The mayor was on board, his office assembled a coalition that many truly believed would execute and see this ballot measure process opened up to the voters in November. It just didn't quite work out that way.

Voice of San Diego's Scott Lewis chronicled the debacle from start to finish, and the VoSD Politics Report shed further details on who helped and who hurt the project.

Whether you blame the mayor's leadership, labor union strife, political strategist ineptitude or any number of the myriad of things that went wrong in this failed campaign, the bottom line is that the mechanism to secure funding for an expanded Convention Center is NOT going to be decided on in 2018 and at best appears to be another tick in the "San Diego can't get anything right" column.

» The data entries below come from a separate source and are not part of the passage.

PR #273, opened 2022-09-01
[v3] Client ICQ

agouin:


examples/interchain_queries_client_test.go
```diff
@@ -0,0 +1,304 @@
...
+)
+
+func modifyGenesisStride() func([]byte) ([]byte, error) {
+	return func(genbz []byte) ([]byte, error) {
+		g := make(map[string]interface{})
+		if err := json.Unmarshal(genbz, &g); err != nil {
+			return nil, fmt.Errorf("failed to unmarshal genesis file: %w", err)
+		}
+
+		if err := dyno.Set(g, dayEpochLen, "app_state", "epochs", "epochs", dayEpochIndex, "duration"); err != nil {
```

One potential tick in the "San Diego CAN get something done" column is the outcome of the Mission Valley stadium saga. This past week, the two stadium-centric ballot initiatives were green-lit for the November 2018 ballot after the appellate court that received City Attorney Mara Elliott's twin lawsuits opted to let the voters decide the outcome of the current SDCCU Stadium site.

In the aftermath of that decision, I sat down with The Kept Faith's Nick McCann and Travis Russell, along with Andy Keatts from VOSD to summarize the situation in Mission Valley on the latest TKF United Podcast which you can listen to here:

There are several 

With less than 90 days to go until the November election, stay tuned to the Chronicle and TKF United for the latest on Mission Valley, and be sure to check out Voice of San Diego's Politifest event in October for a wide-ranging day of discussion about all the most important political issues from around the wider San Diego region.


Outside of Mission Valley and the never-ending stadium debate, San Diego is also plagued by a severe housing shortage. It has been well-documented that San Diego is more than simply running low on housing units.

Regional planners project the county will fall 152,000 homes short of what it will need by 2050 even if San Diego cities build all the housing they expect to allow over the next three decades.

One hundred and fifty two thousand homes. Short. In just over 30 years. That is a significant number that fails to take into account some of the people in communities like Clairemont who react terribly to some of the most crucial types of housing that is badly needed in San Diego.

The dramatic reaction in Clairemont has played out as city leaders grapple with how to produce more permanent supportive housing, units that come with services meant to accommodate the most vulnerable homeless San Diegans. These are permanent homes rather than temporary shelter beds but often initially elicit many of the same fears from nearby residents.

Faulconer and other city leaders are increasingly saying they need to do whatever they can to push those projects forward anyway.

“You’re always gonna have some neighborhood folks that will not like whether it’s X, Y or Z, but what’s the flip side of that, if you don’t do anything?” Faulconer said.

At the rate we're going in San Diego, soon people won't need to ask what happens if nothing get done. They'll only need to look around themselves.


In related news the YIMBY Democrats of San Diego County endorsed several pro-housing candidates at the club's monthly meeting in August. *Full disclosure I'm a member of the YIMBY club*

Endorsements are as follows:

San Diego: 

  • Attorney Monica Montgomery, who is challenging Council President Myrtle Cole in District 4;
  • Council staffer Vivian Moreno, running for District 8, where Councilman David Alvarez is termed out.

San Diego County:

  • Former Assemblyman Nathan Fletcher, squaring off with former District Attorney Bonnie Dumanis for the District 3 seat.

National City: 

  • Councilwoman Alejandra Sotelo-Solis, running for mayor; Jose Rodriguez, running for City Council.

Imperial Beach:

  • Nonprofit executive Paloma Aguirre, who’s running for City Council. (Aguirre is coastal and marine director for Wildcoast, the conservation group run by current IB Mayor Serge Dedina.)

U.S. Senate:

  • Kevin de León, who’s challenging Sen. Dianne Feinstein.